Algal turf productivity on coral reefs: A meta-analysis

Algal turfs are an abundant and highly productive component of coral reef ecosystems. However, our understanding of the drivers that shape algal turf productivity across studies and among reefs is limited. Based on published studies we considered how different factors may shape turf productivity and turnover rates. Of the factors considered, depth was the primary driver of turf productivity rates, while turnover was predominantly related to turf biomass. We also highlight shortcomings in the available data collected on turf productivity to-date; most data were collected prior to global coral bleaching events, within a limited geographic range, and were largely from experimental substrata. Despite the fact turfs are a widespread benthic covering on most coral reefs, and one of the major sources of benthic productivity, our understanding of their productivity is constrained by both a paucity of data and methodological limitations. We offer a potential way forward to address these challenges.

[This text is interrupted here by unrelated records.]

PR #2311, opened 2019-01-13
codec2: only check length of encoded messages in unit test

noc0lour:
previously the encoder & decoder pair was tested for a known input to produce a
precomputed output. Which can change with improvements in the codec2 library.
A similar test for the decoder needs to be implemented

### DIFF
--- a/gr-vocoder/python/vocoder/qa_codec2_vocoder.py
+++ b/gr-vocoder/python/vocoder/qa_codec2_vocoder.py
@@ -32,21 +32,49 @@ class test_codec2_vocoder (gr_unittest.TestCase):
     def tearDown (self):
         self.tb = None
 
-    def test001_module_load (self):
-        data = 40*(100,200,300,400,500,600,700,800)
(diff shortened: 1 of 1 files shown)


noc0lour:
After a short correspondence with David Rowe, he suggested checking known sequences (since codec2 pretty much stabilized now). Maybe we just have to regenerate the known output for some modes. (Checking the length separately makes still sense, though)

gr-vocoder/python/vocoder/qa_codec2_vocoder.py
```diff
@@ -32,21 +32,49 @@ def setUp (self):
...
-        self.assertEqual(expected_data, actual_result)
-        self.tb.disconnect(src, enc, dec, snk)
+        result = snk.data()
+        self.assertEqual(expected_length, len(result))
 
 if __name__ == '__main__':
-    # Note: The Vocoder is stateful, which means this test will produce failure when removing the xml option.
-    # Perhaps this is not the best way to test such a vocoder.
-    gr_unittest.run(test_codec2_vocoder, "test_codec2_vocoder.xml")
+    gr_unittest.run(test_codec2_vocoder)
```
mbr0wn: Should we just do that on all QA files?

mbr0wn: (Not relevant for this PR)

Issue #2307, opened 2019-01-12
GRC: QtGui: Widgets missing


jdemel:
If you run a flowgraph from GRC, e.g. `qtgui_tags_viewing.grc`, The `Qt GUI Range` widget will not show up. Thus, you can't control its value during runtime. It is missing from the generated Python file as well.

This happens with  _3.8tech-preview-231-g2826fd09 (Python 3.6.7)_

haakov:
I'll put up a PR for it tomorrow :)

drmpeg:
@haakov probably already knows this, but it's a regression in a recent commit. It was working fine not long ago.

![image](https://user-images.githubusercontent.com/5397196/51082717-d9cb7680-16c1-11e9-98dc-318a8bce6cd7.png)

gr-digital/python/digital/utils/tagged_streams.py needs to be fixed also.

-        tag.value = pmt.from_long(length / vlen)
+        tag.value = pmt.from_long(length // vlen)

There's another divide in that file that may need changing.

mbr0wn:
Looks like this is fixed.

PR #2296, opened 2019-01-06
grc: Fix Python Module block

haakov:
Fixes the Python Module mentioned in https://github.com/gnuradio/gnuradio/issues/2039.

**Edit:** Just noticed some warnings from the file chooser dialog. Don't have time to fix these tonight though.
```
/usr/local/lib/python3.7/dist-packages/gnuradio/grc/gui/Dialogs.py:362: PyGTKDeprecationWarning: Using positional arguments with the GObject constructor has been deprecated. Please specify keyword(s) for "title, parent, action, buttons" or use a class specific constructor. See: https://wiki.gnome.org/PyGObject/InitializerDeprecations
  transient_for=parent
/usr/local/lib/python3.7/dist-packages/gnuradio/grc/gui/Dialogs.py:362: PyGTKDeprecationWarning: The "buttons" argument must be a Gtk.ButtonsType enum value. Please use the "add_buttons" method for adding buttons. See: https://wiki.gnome.org/PyGObject/InitializerDeprecations
  transient_for=parent
/usr/lib/python3.7/site-packages/gi/overrides/Gtk.py:571: PyGTKDeprecationWarning: The keyword(s) "parent" have been deprecated in favor of "transient_for" respectively. See: https://wiki.gnome.org/PyGObject/InitializerDeprecations
  self._init(*args, **new_kwargs)
```

PR #2312, opened 2019-01-14
grc: Fix a bug where all variable blocks' make code is ignored when generating flowgraph

haakov:
Fixes https://github.com/gnuradio/gnuradio/issues/2307, a bug introduced by yours truly while fixing the Python Module block: https://github.com/gnuradio/gnuradio/pull/2296.

Haven't had time to test it yet, but I believe it should be correct now.


mbr0wn:
Hm, for the record, I think I merged that PR and I did test it. However, I only tested the feature that was being patched...

haakov:
Absolutely, my bad! :)

PR #2321, opened 2019-01-15
digital: Fix Python 3 divide for tagged streams.

drmpeg:


drmpeg:
I just found the duplicate file, so this is the wrong way to fix this. Closing.

drmpeg:
After some investigation, I'm not sure what the correct thing to do is. This patch does fix the immediate problem of gr-qtgui/examples/qtgui_tags_viewing.grc not running, so reopening.

mbr0wn:
Hrm. I'm going to merge this -- it's an improvement. I'm also not 100% sure what the perfect way to do this is, though.

PR #2323, opened 2019-01-17
dtv: VL-SNR bug fix and 16/32APSK constellation enhancement.

drmpeg:


drmpeg:
The constellation change is interesting. It provides a huge 25 dB S/N improvement on  STMicroelectronics DVB-S2 decoders.

The VL-SNR change was pointed out to me by a researcher in Ireland.

PR #2747, opened 2019-08-19
Fix typo that creates build issues from GR dependencies

eblot:
I'm not sure whether it is intentional or not, but it seems a typo in `cmake/Modules/FindLOG4CPP.cmake` creates build error for applications that depends on GR CMake module to build, `e.g.` with [gr-osmosdr](https://osmocom.org/projects/osmosdr)

    CMake Error at /usr/local/lib/cmake/gnuradio/FindLOG4CPP.cmake:52 (add_library):
      add_library cannot create imported target "Log4Cpp::log4cpp" because
      another target with the same name already exists.
      /usr/local/Cellar/cmake/3.15.2/share/cmake/Modules/CMakeFindDependencyMacro.cmake:47 (find_package)
      /usr/local/lib/cmake/gnuradio/GnuradioConfig.cmake:25 (find_dependency)
      CMakeLists.txt:184 (find_package)

### DIFF
--- a/cmake/Modules/FindLOG4CPP.cmake
+++ b/cmake/Modules/FindLOG4CPP.cmake
@@ -48,7 +48,7 @@ else ()
 endif ()
 
 
-if (LOG4CPP_FOUND AND NOT TARGET log4cpp::log4cpp)
+if (LOG4CPP_FOUND AND NOT TARGET Log4cpp::log4cpp)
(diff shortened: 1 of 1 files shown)


eblot:
@michaelld I'm not sure whether it is another macOS specific issue. There is no reason why it would, but I did not check how it goes on Linux.

marcusmueller:
Thank you, @eblot and @michaelld!

If testing is successful: please merge at will :)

Production of mobile invertebrate communities on shallow reefs from temperate to tropical seas

Primary productivity of marine ecosystems is largely driven by broad gradients in environmental and ecological properties. By contrast, secondary productivity tends to be more variable, influenced by bottom-up (resource-driven) and top-down (predatory) processes, other environmental drivers, and mediation by the physical structure of habitats. Here, we use a continental-scale dataset on small mobile invertebrates (epifauna), common on surfaces in all marine ecosystems, to test influences of potential drivers of temperature-standardized secondary production across a large biogeographic range. We found epifaunal production to be remarkably consistent along a temperate to tropical Australian latitudinal gradient of 28.6°, spanning kelp forests to coral reefs (approx. 3500 km). Using a model selection procedure, epifaunal production was primarily related to biogenic habitat group, which explained up to 45% of total variability. Production was otherwise invariant to predictors capturing primary productivity, the local biomass of fishes (proxy for predation pressure), and environmental, geographical, and human impacts. Highly predictable levels of epifaunal productivity associated with distinct habitat groups across continental scales should allow accurate modelling of the contributions of these ubiquitous invertebrates to coastal food webs, thus improving understanding of likely changes to food web structure with ocean warming and other anthropogenic impacts on marine ecosystems.